While Luhrmann injects Elvis with plenty of enjoyable distinctive qualities, even he can't outrun the sense of familiarity that permeates all music biopics. While Presley's stage performances brim with life, depictions of his troubled domestic life do tend to play like serious renditions of select Walk Hard scenes. Similarly, much like with other music biopics about male legends, there's not much room for women in this production. Dutiful partner Priscilla Presley (Olivia DeJonge) is around to say all the normal dialogue wives say in this kind of movie (namely, "I love you" and "I'm taking the kids") with little variation.
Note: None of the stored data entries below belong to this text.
PR #1803, opened 2025-06-13
:recycle: Move flushing out of handle_data

acco:
Move all flushing logic to one location. `handle_data` ought to focus on message accumulation. Inside of `:flush_messages` (timer), we can do the flushing. Now, we'll check after receiving messages if we should flush right away. If we should, we'll reschedule the timer for 0.

This is in preperation for soft disconnects/stopping receives from tcp.

### DIFF
--- a/lib/sequin/runtime/slot_processor_server.ex
+++ b/lib/sequin/runtime/slot_processor_server.ex
@@ -11,8 +11,6 @@ defmodule Sequin.Runtime.SlotProcessorServer do
 
   use Sequin.ProcessMetrics.Decorator
 
-  import Sequin.Error.Guards, only: [is_error: 1]
-
   alias __MODULE__
   alias Ecto.Adapters.SQL.Sandbox
   alias Sequin.Constants
@@ -156,7 +154,6 @@ defmodule Sequin.Runtime.SlotProcessorServer do
       field :message_store_refs, %{SinkConsumer.id() => reference()}, default: %{}
 
       # Health and monitoring
-      field :bytes_received_since_last_limit_check, non_neg_integer(), default: 0
       field :check_memory_fn, nil | (-> non_neg_integer())
       field :dirty, boolean(), default: false
 
@@ -422,7 +419,6 @@ defmodule Sequin.Runtime.SlotProcessorServer do
     raw_bytes_received = byte_size(msg)
     ProcessMetrics.increment_throughput("raw_bytes_received", raw_bytes_received)
 
-    state = maybe_schedule_flush(state)
     state = %{state | message_received_since_last_heartbeat: true}
 
     state =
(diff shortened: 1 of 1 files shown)


acco:
* **#1804** <a href="https://app.graphite.dev/github/pr/sequinstream/sequin/1804?utm_source=stack-comment-icon" target="_blank">Graphite</a>
* **#1803** <a href="https://app.graphite.dev/github/pr/sequinstream/sequin/1803?utm_source=stack-comment-icon" target="_blank">Graphite</a> 👈 <a href="https://app.graphite.dev/github/pr/sequinstream/sequin/1803?utm_source=stack-comment-view-in-graphite" target="_blank">(View in Graphite)</a>
* `main`


<h2></h2>

lib/sequin/runtime/slot_processor_server.ex
```diff
@@ -156,7 +154,6 @@ defmodule Sequin.Runtime.SlotProcessorServer do
       field :message_store_refs, %{SinkConsumer.id() => reference()}, default: %{}
 
       # Health and monitoring
-      field :bytes_received_since_last_limit_check, non_neg_integer(), default: 0
```
acco, line 159: This was previously used to ensure we don't check limit on every message receive, only on an interval (the interval being some number of bytes). We don't need this anymore, as we only check the limit before flushing.

lib/sequin/runtime/slot_processor_server.ex
```diff
@@ -422,57 +419,19 @@ defmodule Sequin.Runtime.SlotProcessorServer do
...
-
-      error = if is_error(e), do: e, else: Error.service(service: :replication, message: Exception.message(e))
-
-      Health.put_event(
-        state.replication_slot,
-        %Event{slug: :replication_message_processed, status: :fail, error: error}
-      )
-
-      reraise e, __STACKTRACE__
+    {:keep_state, state}
```
acco, line 434: Don't flush in handle_data. Only in `handle_info(:flush_messages)`, which is called on a timer. `maybe_schedule_flush` is more sophisticated now and will schedule a flush right away if we've hit byte threshold

lib/sequin/runtime/slot_processor_server.ex
```diff
@@ -583,14 +542,33 @@ defmodule Sequin.Runtime.SlotProcessorServer do
...
+        )
+
+        {:ok, state} = flush_messages(state)
+
+        if state.test_pid do
+          send(state.test_pid, {:stop_replication, state.id})
+        end
+
+        {:disconnect, :over_system_memory_limit, state}
+
```
acco, line 571: This else clause moved from the `handle_data` flush site -- handles `check_limit`

I'm not sure the other clauses or rescue were in use!

lib/sequin/runtime/slot_processor_server.ex
```diff
@@ -1683,26 +1681,20 @@ defmodule Sequin.Runtime.SlotProcessorServer do
...
-        {:ok, %{state | bytes_received_since_last_limit_check: 0}}
-      end
+    if current_memory >= state.max_memory_bytes do
+      Process.sleep(@check_limit_interval)
+      check_limit(state, attempt + 1)
     else
-      new_bytes = state.bytes_received_since_last_limit_check + raw_bytes_received
-      {:ok, %{state | bytes_received_since_last_limit_check: new_bytes}}
+      :ok
     end
```
acco, line 1698: simplify check_limit, as it's called on an interval now

These sleeps/backoffs can probably be refactored out soon, as we will no longer be disconnecting when limits are hit

PR #1804, opened 2025-06-13
:recycle: Buffer messages as opposed to disconnecting

acco:
To back-pressure, we can simply not read messages in from the tcp socket. However, we don't own the socket - Postgrex.Protocol does. When we call `handle_copy_recv`, that will flip on `active: :once` on the socket after reading in all messages. So, our easiest strategy is to simply not call `handle_copy_recv` anymore if we're not ready for new messages.

This means to stop the flow, up in `ReplicationConnection`, we flip on buffering to buffer new tcp messages in state. Only when the pipeline indicates it's ready for more do we process the buffer and resume processing tcp messages as they come in.

### DIFF
--- a/lib/sequin/postgres/replication_connection.ex
+++ b/lib/sequin/postgres/replication_connection.ex
@@ -152,7 +152,9 @@ defmodule Sequin.Postgres.ReplicationConnection do
   defstruct protocol: nil,
             state: nil,
             reconnect_backoff: 500,
-            streaming: nil
+            streaming: nil,
+            buffering_sock_messages?: false,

Speaking of underwhelming aspects, Luhrmann disappointingly maintains the sporadically distracting editing from The Great Gatsby. Some unimaginative and clunky cuts undercut what should be pivotal intimate moments for the characters, like an early conversation between Presley and his mama that keeps cutting around to a distracting degree.
Most troubling of all, even with Luhrmann finding emotionally affecting ways to apply his fascination with reality trampling dreams to the life of Elvis Presley, I did find myself wondering if Elvis truly had something Earth-shattering or new to observe about its titular lead. Was this all just glossy energetic mayhem rehashing the famous life events of a man we've seen chronicled in cinema so many times before? Thankfully, the third act manages to lend enough downbeat heft to the proceedings to stave off some of these concerns. Plus, Austin Butler turns out to be so good in the lead role that he keeps you from wondering if Elvis could've dug deeper into this music legend.
If there's any reason to see Elvis, it's to witness Butler deliver a performance that's still going to be impressive even after the inevitable onslaught of praise the internet bestows upon him. Butler manages the impressive hat trick of perfectly channeling an image of Presley we all know and love, especially in his Southern twang, but he transports those qualities into a discernible human being. Butler doesn't feel like a caricatured impression of Presley, he just feels like an everyday guy who happens to be a music legend. Plus, he's got magnetic charisma to spare and throws himself into the physicality of the assorted stage performances. More so than anything else, Butler is the heart and soul of Elvis.
Tom Hanks is less consistently successful as Tom Parker, but he's not necessarily bad. Hanks leans into chewing the scenery as the character, particularly through his unreliable narration, and that leads to fun line deliveries. But the application of a fatsuit, prosthetics, and an erratic accent makes it a bit harder to buy this version of Parker as a believable human being, especially when he shares so much screentime with Butler's effortlessly real vision of Elvis Presley. Hanks as Parker is emblematic of the big admirable swings Elvis is constantly taking as a whole movie, with some working out much better than others. This is a music biopic that registers as ambitious, flawed, moving, unwieldy, conventional, and rebellious, all sometimes in the same scene. Most importantly, though, I was moved and entertained by what I witnessed in Elvis, and that counts for a lot. Baz Luhrmann has returned from a hiatus with Elvis, a movie that's far from perfect (it's no Rocketman, that's for sure), but delivers the kind of imaginative gusto that makes him a filmmaker worth watching. Even in his off-notes, you can't help nodding your head to the tune he's playing.